[Start of Attachment]

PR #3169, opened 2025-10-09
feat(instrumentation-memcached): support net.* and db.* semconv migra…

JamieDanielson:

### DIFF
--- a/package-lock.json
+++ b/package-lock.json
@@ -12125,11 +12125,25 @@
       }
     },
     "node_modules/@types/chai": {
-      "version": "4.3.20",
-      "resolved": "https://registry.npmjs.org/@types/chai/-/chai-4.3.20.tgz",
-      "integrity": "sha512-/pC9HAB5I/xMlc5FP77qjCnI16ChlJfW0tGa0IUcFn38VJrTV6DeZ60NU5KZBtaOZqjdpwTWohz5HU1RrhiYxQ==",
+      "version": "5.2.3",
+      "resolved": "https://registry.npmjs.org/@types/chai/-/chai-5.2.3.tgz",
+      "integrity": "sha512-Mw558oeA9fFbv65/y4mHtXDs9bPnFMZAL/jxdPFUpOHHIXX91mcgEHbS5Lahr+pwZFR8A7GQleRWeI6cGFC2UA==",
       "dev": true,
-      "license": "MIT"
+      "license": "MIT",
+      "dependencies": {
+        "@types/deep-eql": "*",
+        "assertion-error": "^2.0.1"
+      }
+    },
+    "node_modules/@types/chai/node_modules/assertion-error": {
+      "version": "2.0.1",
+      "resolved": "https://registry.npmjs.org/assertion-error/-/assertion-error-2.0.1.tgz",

[End of Attachment]

* **WHAT TO DO**: Write out the entries in full, exactly as given.

* **ANSWER SPACE**:
PR #3169, opened 2025-10-09
feat(instrumentation-memcached): support net.* and db.* semconv migra…

JamieDanielson:

### DIFF
--- a/package-lock.json
+++ b/package-lock.json
@@ -12125,11 +12125,25 @@
       }
     },
     "node_modules/@types/chai": {
-      "version": "4.3.20",
-      "resolved": "https://registry.npmjs.org/@types/chai/-/chai-4.3.20.tgz",
-      "integrity": "sha512-/pC9HAB5I/xMlc5FP77qjCnI16ChlJfW0tGa0IUcFn38VJrTV6DeZ60NU5KZBtaOZqjdpwTWohz5HU1RrhiYxQ==",
+      "version": "5.2.3",
+      "resolved": "https://registry.npmjs.org/@types/chai/-/chai-5.2.3.tgz",
+      "integrity": "sha512-Mw558oeA9fFbv65/y4mHtXDs9bPnFMZAL/jxdPFUpOHHIXX91mcgEHbS5Lahr+pwZFR8A7GQleRWeI6cGFC2UA==",
       "dev": true,
-      "license": "MIT"
+      "license": "MIT",
+      "dependencies": {
+        "@types/deep-eql": "*",
+        "assertion-error": "^2.0.1"
+      }
+    },
+    "node_modules/@types/chai/node_modules/assertion-error": {
+      "version": "2.0.1",
+      "resolved": "https://registry.npmjs.org/assertion-error/-/assertion-error-2.0.1.tgz",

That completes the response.